━━━━━ Records for the exercise
PR #309, opened 2025-10-01
Fixing the UHF hamiltonian generation

marwafar:


libs/solvers/python/cudaq_solvers/tools/molecule/pyscf/generators/gas_phase_generator.py
```diff
@@ -50,58 +50,102 @@ def generate_molecular_spin_ham_restricted(self, h1e, h2e, ecore):
...
-                                       2 * s + 1] = 0.5 * h2e[2, p, q, r, s]
-
-                        # Mixed spin(abba, baab) <a|a><b|b>, <b|b><a|a>
-                        two_body_coeff[2 * p + 1, 2 * q, 2 * r,
-                                       2 * s + 1] = 0.5 * h2e_prime[p, q, r, s]
-                        two_body_coeff[2 * p, 2 * q + 1, 2 * r + 1,
-                                       2 * s] = 0.5 * h2e[1, p, q, r, s]
+        # This function generates the molecular spin Hamiltonian
+        # H= E_core+sum_{pq}  h_{pq} a_p^dagger a_q +
+        #  0.5 * h_{pqrs} a_p^dagger a_q^dagger a_s a_r
```
jgonthier, line 86: There is an inconsistency here with the generate_molecular_spin_ham_restricted function: 
- here h_{pqrs} is associated with a_p^dagger a_q^dagger a_s a_r
- in the restricted function h_{pqrs} is associated with a_p^dagger a_q^dagger a_r a_s

From the code at the bottom of the file generating the integrals, it seems that the documentation here is correct since the integrals are in physicist's notation  <1* 2* | 1 2> , but maybe the restricted generation should be corrected for consistency?

libs/solvers/python/cudaq_solvers/tools/molecule/pyscf/generators/gas_phase_generator.py
```diff
@@ -50,58 +50,102 @@ def generate_molecular_spin_ham_restricted(self, h1e, h2e, ecore):
...
+        for p in range(n_mos):
+            for q in range(n_mos):
+                for r in range(n_mos):
+                    for s in range(n_mos):
+                        # --- alpha-alpha ---
+                        val = half * h2e_alpha_alpha[p, q, r, s]
+                        two_body_coeff[self.a_idx(p),
+                                       self.a_idx(q),
+                                       self.a_idx(s),
+                                       self.a_idx(r)] += val
```
jgonthier, line 125: Just noting that the inconsistency in index ordering is also present here, the restricted function above assigns two_body_coef[p,q,r,s] = h[p,q,r,s] and here it is two_body_coeff[p,q,s,r] = h[p,q,r,s]

libs/solvers/python/cudaq_solvers/tools/molecule/pyscf/generators/gas_phase_generator.py
```diff
@@ -134,14 +178,21 @@ def get_spin_hamiltonian(self, xyz:str, spin:int, charge: int, basis:str, symmet
...
-        # To add (coming soon)
+        # To add
 
-        if UR and nele_cas is None:
+        if UR and integrals_natorb:
             raise RuntimeError(
-                "WARN: Unrestricted spin calculation for the full space is not supported yet on Cudaq.\
-                        Only active space is currently supported for the unrestricted spin calculations."
+                "WARN: .[pyscf] WARNING: integrals_natorb is not supported for unrestricted calculations. \
+                Set integrals_natorb to False. HF molecular orbitals are only supported for calculating integrals."
```
jgonthier, line 186: I am not sure I understand "HF molecular orbitals are only supported for calculating integrals."

Do you mean "integrals_natorb only supports RHF orbitals"? Or "UHF integrals can only be calculated with canonical orbitals"?

wsttiger (commented):
Overall, this looks good. There seems to be a typo on line 822:

822: f'solvent Hamiltonian generator missing required option - {option}'

One other issue that I see is that get_spin_hamiltonian() is ~650 lines long. It violates the Single Responsibility Principle (each method should only do one thing).

Consider refactoring into smaller methods (e.g., `_run_mean_field_calculation()`, `_run_mp2_calculation()`, `_compute_integrals_unrestricted()`, etc.).

This would improve:

-Testability
-Readability
-Maintainability
-Reusability

libs/solvers/python/cudaq_solvers/tools/molecule/pyscf/generators/gas_phase_generator.py
```diff
@@ -475,58 +598,123 @@ def get_spin_hamiltonian(self, xyz:str, spin:int, charge: int, basis:str, symmet
...
+                eri_ab = ao2mo.incore.general(
+                    h2e_ao, (myhf.mo_coeff[0], myhf.mo_coeff[0],
+                             myhf.mo_coeff[1], myhf.mo_coeff[1]),
+                    compact=False).reshape(nmo, nmo, nmo, nmo)
+                eri_ba = ao2mo.incore.general(
+                    h2e_ao, (myhf.mo_coeff[1], myhf.mo_coeff[1],
+                             myhf.mo_coeff[0], myhf.mo_coeff[0]),
+                    compact=False).reshape(nmo, nmo, nmo, nmo)
+
+                # Reorder integrals from `(pr|qs) to (pq|rs)`
```
jgonthier: This is a minor thing but here the reordering is from the chemist notation (1* 1 | 2* 2) to the physicist notation <1* 2* | 1 2>, so I think it would be clearer to write "from (pr|qs) to <pq|rs>" as the physicist notation is usually in brakets.

libs/solvers/python/cudaq_solvers/tools/molecule/pyscf/generators/gas_phase_generator.py
```diff
@@ -475,58 +598,123 @@ def get_spin_hamiltonian(self, xyz:str, spin:int, charge: int, basis:str, symmet
...
+                    (active_mo_a, active_mo_a, active_mo_b, active_mo_b),
+                    compact=False).reshape(norb_cas, norb_cas, norb_cas,
+                                           norb_cas)
+                eri_ba = ao2mo.incore.general(
+                    h2e_ao,
+                    (active_mo_b, active_mo_b, active_mo_a, active_mo_a),
+                    compact=False).reshape(norb_cas, norb_cas, norb_cas,
+                                           norb_cas)
+
+                # Reorder integrals from `(pr|qs) to (pq|rs)`
```
jgonthier: Same remark as above regarding the notation, might be clearer to write (pr|qs) to <pq|rs>

libs/solvers/python/tests/test_molecule.py
```diff
@@ -233,3 +233,52 @@ def test_as_with_casscf():
...
+                                       0,
+                                       0,
+                                       UR=True,
+                                       ccsd=True,
+                                       casci=True,
+                                       verbose=True)
+
+    print(molecule.energies)
+    assert np.isclose(-1.11, molecule.energies['hf_energy'], atol=1e-2)
+    assert np.isclose(-1.13, molecule.energies['fci_energy'], atol=1e-2)
```
jgonthier: The testing threshold of 10^{-2} seems a bit loose to me, we should be able to reproduce these energies to 10^{-4} Ha at least, isn't it?

libs/solvers/python/tests/test_molecule.py
```diff
@@ -233,3 +233,52 @@ def test_as_with_casscf():
...
+                                       ccsd=True,
+                                       casci=True,
+                                       verbose=True)
+
+    print(molecule.energies)
+    assert molecule.n_orbitals == 4
+    assert molecule.n_electrons == 4
+    assert np.isclose(molecule.energies['core_energy'], -103.31815, rtol=1e-4)
+    assert np.isclose(molecule.energies['UR-CCSD'], -108.942725, rtol=1e-4)
+    assert np.isclose(molecule.energies['UR-CASCI'], -108.94365, rtol=1e-4)
```
jgonthier: Same remark here, a relative tolerance of 1e-4 corresponds to 0.1 Ha here, which is a lot larger than chemical accuracy.

marwafar:
> Consider refactoring into smaller methods (e.g., _run_mean_field_calculation(), _run_mp2_calculation(), _compute_integrals_unrestricted(), etc.).

@wsttiger  I am unsure if we should do this. These are classical simulations and should not be our target. The goal is to calculate electron integral and generate the Hamiltonian either using HF molecular orbitals, natural orbitals, or CASSCF orbitals. I am just adding tools to enable this.

libs/solvers/python/tests/test_molecule.py
marwafar: I increased the atol to 1e-4 hartree

libs/solvers/python/tests/test_molecule.py
marwafar: This is the difference in hartree (1e-4 hartree). This is way smaller than chemical accuracy.

libs/solvers/python/cudaq_solvers/tools/molecule/pyscf/generators/gas_phase_generator.py
marwafar: UHF electron integral can be only calculated by using the HF molecular orbitals.

In RHF, I allowed in addition to calculating the electron integral using HF molecular orbitals, I allow calculate the electron integral using natural orbitals. I use MP2 to calculate the one particle reduce density matrix.  Then convert the molecular orbitals to natural orbitals and use them to compute electron integrals using natural orbitals.

libs/solvers/python/cudaq_solvers/tools/molecule/pyscf/generators/gas_phase_generator.py
marwafar: For RHF, when converting from chemist notation to physic notation, I use 
```
h2e_cas = np.asarray(h2e_cas.transpose(0, 2, 3, 1), order='C')
```
This makes it <pq|sr>

However, for UHF, when converting from chemist notation to physic notation, I use:
```
h2e_alpha_alpha = eri_aa.transpose(0, 2, 1, 3)
...
```
This makes it <pq|rs>

According to this I define what is h[p,q,r,s] in the "generate_molecular_spin_ham_restricted function" and "generate_molecular_spin_ham_ur" functions. 

I wrote the two implementation at different time and that is why they are different. We can have a new PR later and rewrite them to make all consistent. But current implementation is correct based on how I convert the chemist notation for h2e tensor

libs/solvers/python/cudaq_solvers/tools/molecule/pyscf/generators/gas_phase_generator.py
marwafar: Check comment above

libs/solvers/python/cudaq_solvers/tools/molecule/pyscf/generators/gas_phase_generator.py
marwafar: Fixed

libs/solvers/python/cudaq_solvers/tools/molecule/pyscf/generators/gas_phase_generator.py
marwafar: Fixed

libs/solvers/python/cudaq_solvers/tools/molecule/pyscf/generators/gas_phase_generator.py
jgonthier: Thank you, I saw that your implementation was correct but I did not understand what was happening with RHF. Everything is clear now! 
I agree we can make a separate PR to make everything consistent.

libs/solvers/python/cudaq_solvers/tools/molecule/pyscf/generators/gas_phase_generator.py
jgonthier: All good now, thanks!

libs/solvers/python/cudaq_solvers/tools/molecule/pyscf/generators/gas_phase_generator.py
jgonthier: Great, thank you!

libs/solvers/python/tests/test_molecule.py
jgonthier: I think here the tolerance is set with `rtol` and not `atol`, which means the tolerance is `rtol * 103.31815` for the core energy, so that would be only 0.1 Ha. I think we can just replace `rtol` by `atol`.

marwafar: I replaced rtol with atol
━━━━━━━━━━
▸ What is required: A complete answer gives every line of the data that includes "isclose".

▸ Result of the task:
+    assert np.isclose(-1.11, molecule.energies['hf_energy'], atol=1e-2)
+    assert np.isclose(-1.13, molecule.energies['fci_energy'], atol=1e-2)
+    assert np.isclose(molecule.energies['core_energy'], -103.31815, rtol=1e-4)
+    assert np.isclose(molecule.energies['UR-CCSD'], -108.942725, rtol=1e-4)
+    assert np.isclose(molecule.energies['UR-CASCI'], -108.94365, rtol=1e-4)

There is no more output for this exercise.